Hackers Take $45 Million in Global ATM Theft

Published: 10 May 2013


Hackers stole $45 million in a matter of hours by exploiting the weaknesses of bank databases during a heist carried out across at least 27 countries, Time Magazine reported. Seven individuals were arrested in the United States, and law enforcement in at least 12 countries are still investigating.

The hackers infiltrated banks’ prepaid debit card databases, eliminated withdrawal limits, and then uploaded required access data onto magnetic strips -- anything from an expired credit card or a hotel key card would suffice, Time reported. Groups then dispersed across the globe, accessed ATMs using the fraudulent debit cards, and withdrew massive amounts of cash. They stole $5 million in a few hours in December and $40 million in February. Once loaded up with the stolen cash, the thieves laundered the money through large purchases or sent it to their ringleaders.

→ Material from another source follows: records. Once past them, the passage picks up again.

PR #125, opened 2020-07-30
url redirects for trailing slash and uppercase urls

stufisher:
This will remove any trailing slash and convert any uppercase characters to lowercase. I dont think we have any urls in synchweb with casing but need to check. Also if other sites populate visits in uppercase this may break things. Hopefully everyone uses lower case...

### DIFF
--- a/client/src/js/app.js
+++ b/client/src/js/app.js
@@ -67,6 +67,15 @@ function(Backbone, Marionette, _, $, HeaderView, SideBarView, DialogRegion, Logi
 
   app.parseQuery()
 
+  // Strip trailing forward slash sci-8800
+  if (location.href.endsWith('/')) {
+    location.href = location.href.replace(/\/+$/, '')
+  }
+
+  // Convert uppercase url to lowercase sci-8799
+  if (location.href.match(/[A-Z]/)) {
+    location.href = location.href.toLowerCase()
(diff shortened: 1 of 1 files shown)


client/src/js/app.js
```diff
@@ -67,6 +67,15 @@ function(Backbone, Marionette, _, $, HeaderView, SideBarView, DialogRegion, Logi
...
 
+  // Strip trailing forward slash sci-8800
+  if (location.href.endsWith('/')) {
+    location.href = location.href.replace(/\/+$/, '')
+  }
+
+  // Convert uppercase url to lowercase sci-8799
+  if (location.href.match(/[A-Z]/)) {
+    location.href = location.href.toLowerCase()
+  }
```
Anthchirp, line 78: Why not run these unconditionally?
```suggestion
  // Strip trailing forward slashes SCI-8800 and convert to lower case SCI-8799
  location.href = rtrim(location.href.toLowerCase(), "/")
```

stufisher: infinite redirect :)

Anthchirp: Fair 🙂

drnasmith:
Closing this because we are using vue router now. It deals with these cases for us.

PR #135, opened 2020-08-20
Support client zero-padding in sample name clone

jlmuir:
If a sample name ends in a number that is zero-padded, preserve zero-padding when cloning it in the client.

For example, in the Shipments > [Shipment] > Add New Container view, when you click the Clone from First Sample button, if the name of the first sample is `Sample-01`, the generated sample names will be `Sample-02`, `Sample-03`, etc. instead of `Sample-2`, `Sample-3`, etc.


drnasmith:
Will perform some tidy up with the naming and comments post merge

PR #139, opened 2020-08-25
Fix Proposals breadcrumb: s/proposals/proposal/

jlmuir:
The Proposals breadcrumb link is broken since it links to `/proposals` when it should be `/proposal` (singular).


drnasmith:
Actually I think its the route that should be fixed rather than the breadcrumb. If the vue-router change makes it this run it will be addressed there. If not I'll fix it using the old controller/router files

PR #140, opened 2020-08-29
make valid_components server side

stufisher:
needs some more testing


stufisher:
renamed it to valid_components as its the proteins that have to be valid not the samples

PR #145, opened 2020-09-07
Change client page title from ISPyB to SynchWeb

jlmuir:
While it's true that the underlying database schema is ISPyB, what the user really sees and uses is SynchWeb.  The API is a SynchWeb API, so SynchWeb is what a developer sees and uses as well.  To make this more clear, change ISPyB in the client page title to SynchWeb.

This may be a controversial change.  I think it's a good change to make, but I would understand if the maintainers do not agree.  If this PR is rejected, would you be willing, just for my own understanding, to very briefly explain the rationale behind keeping the ISPyB naming?  Thanks!

### DIFF
--- a/client/src/js/views/header.js
+++ b/client/src/js/views/header.js
@@ -88,7 +88,7 @@ define(['marionette', 'backbone', 'templates/header.html'], function(Marionette,
         
         setTitle: function() {
             console.log('set title')
-            document.title = 'ISPyB » ' + this.bc.pluck('title').join(' » ')
+            document.title = 'SynchWeb » ' + this.bc.pluck('title').join(' » ')
         },
         
     })


drnasmith:
For users, synchweb is their only view into ISPyB.

In future the web application could change but the data and URL they interact with would still be ISPyB. For us that's ispyb.diamond.ac.uk but presume it could be ispyb.organisation.something. That gives sites flexibility for how they present the data to users over a long term while making it consistent for users.

The new vue version of synchweb includes a splash screen which makes the distinction clearer but highlights that its an interface/view into ISPyB metadata.

KarlLevik:
Only speaking for myself here, but wouldn't it be ideal if the page title were configurable? Maybe with a default value of 'ISPyB'?

I think some of our users would be utterly confused if they had to make a distinction between web application and database. So to them it's usually all just "ispyb" even though many of them are at least aware there are multiple components involved.

jlmuir:
> Only speaking for myself here, but wouldn't it be ideal if the page title were configurable? Maybe with a default value of 'ISPyB'?

Yes, I'd be fine with it being configurable.

> I think some of our users would be utterly confused if they had to make a distinction between web application and database. So to them it's usually all just "ispyb" even though many of them are at least aware there are multiple components involved.

Yes, but what I'm suggesting is that what your users know is actually SynchWeb, not ISPyB, so it would make more sense to brand it as SynchWeb.  You can tell this by considering what would happen if you replaced SynchWeb with EXI or ISPyB UI.  I predict your users would be utterly confused.  However, if you kept SynchWeb but replaced the ISPyB DB schema with something else, your users would have no idea that you'd made such a change and would continue to happily use SynchWeb as they always have.  Therefore, I conclude that your users know SynchWeb, not ISPyB, so it would make more sense to call it SynchWeb.  Anyway, if it's configurable, we can both easily call it what we want.

morybc:
This change also needs to be made to the breadcrumbs.vue file to work in the newer code.  I think I agree with @jlmuir but because this is a source of some disagreement I think it's best to just leave it as it is.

A key security weakness that allowed the heist to occur is the antiquated system of magnetic strips used in the United States. The black strips of information found across the back of most American credit and debit cards are easily copied, erased and rewritten, if one has the requisite knowledge. Many countries have changed to more secure microchip-based card systems, but the influence of the US economy, and the apparent inertia towards a complete overhaul, means that magnetic strips are accepted in most locations across the globe, Time reported.

The seven arrested in New York were members of a local cell. The mastermind, as well as information on other cells, remains the subject of investigation. Those arrested in New York face charges of money laundering and conspiracy, and could be jailed for up to 10 years if convicted, Time reported.